PR #297, opened 2025-07-02
Add general overlays to Idetik with scalebar and FPS overlay examples

andy-sweet:
### Summary
This adds a general concept of overlays to Idetik. Overlays are updated at the end of an Idetik render pass. This allows applications that use Idetik to update content they are responsible for in-sync with the Idetik render loop.

One example of an overlay that we need to support soon is a scale-bar. These changes introduce a simple scale-bar in the OME-Zarr u16 example to show one way how that can be done. [Another branch that builds on this](https://github.com/chanzuckerberg/idetik/compare/andy-sweet/scalebar-overlay...andy-sweet/scalebar-overlay-react?expand=1) shows how Idetik's React component can do that.

These changes also introduce a crude frames-per-second (FPS) overlay as a different example that uses the render call's newly added timestamp.

The main downside of this approach is that it allows users of the Idetik runtime to run arbitrary code in the Idetik render loop, which could have significant performance implications.

### Related Issue
Related to #191

### Tests & Checks
I manually tested the examples where I added overlays to check for expected behavior (e.g. the overall scale of the image).

### DIFF
--- a/packages/core/examples/chunk_streaming/fps_overlay.ts
+++ b/packages/core/examples/chunk_streaming/fps_overlay.ts
@@ -1,0 +1,31 @@
+type FpsOverlayProps = {
+  textDiv: HTMLDivElement;
+};
+
+export class FpsOverlay {
+  textDiv_: HTMLDivElement;
+  msSinceLastUpdate_: number = 0;
+  lastTimestamp_?: DOMHighResTimeStamp;
+
+  constructor(props: FpsOverlayProps) {
+    this.textDiv_ = props.textDiv;
+  }
+
+  public update(_idetik: unknown, timestamp?: DOMHighResTimeStamp): void {
+    if (timestamp === undefined) {
+      return;
+    }
+    if (this.lastTimestamp_ === undefined) {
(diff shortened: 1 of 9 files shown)


andy-sweet:
Reviewers: I chose you because you've already given feedback on this work. Other reviews and comments are welcome though!

packages/core/examples/chunk_streaming/fps_overlay.ts
```diff
@@ -0,0 +1,31 @@
+type FpsOverlayProps = {
+  textDiv: HTMLDivElement;
+};
+
+export class FpsOverlay {
+  textDiv_: HTMLDivElement;
+  msSinceLastUpdate_: number = 0;
```
bchu1: nit - don't need `: number`

bchu1 (approved):

packages/core/examples/chunk_streaming/fps_overlay.ts
andy-sweet: Removed.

> _WORK TO BE COMPLETED_
Would you show every line in the data above that contains the string "core"?

> _RESULT OF THIS EXERCISE_
--- a/packages/core/examples/chunk_streaming/fps_overlay.ts
+++ b/packages/core/examples/chunk_streaming/fps_overlay.ts
packages/core/examples/chunk_streaming/fps_overlay.ts
packages/core/examples/chunk_streaming/fps_overlay.ts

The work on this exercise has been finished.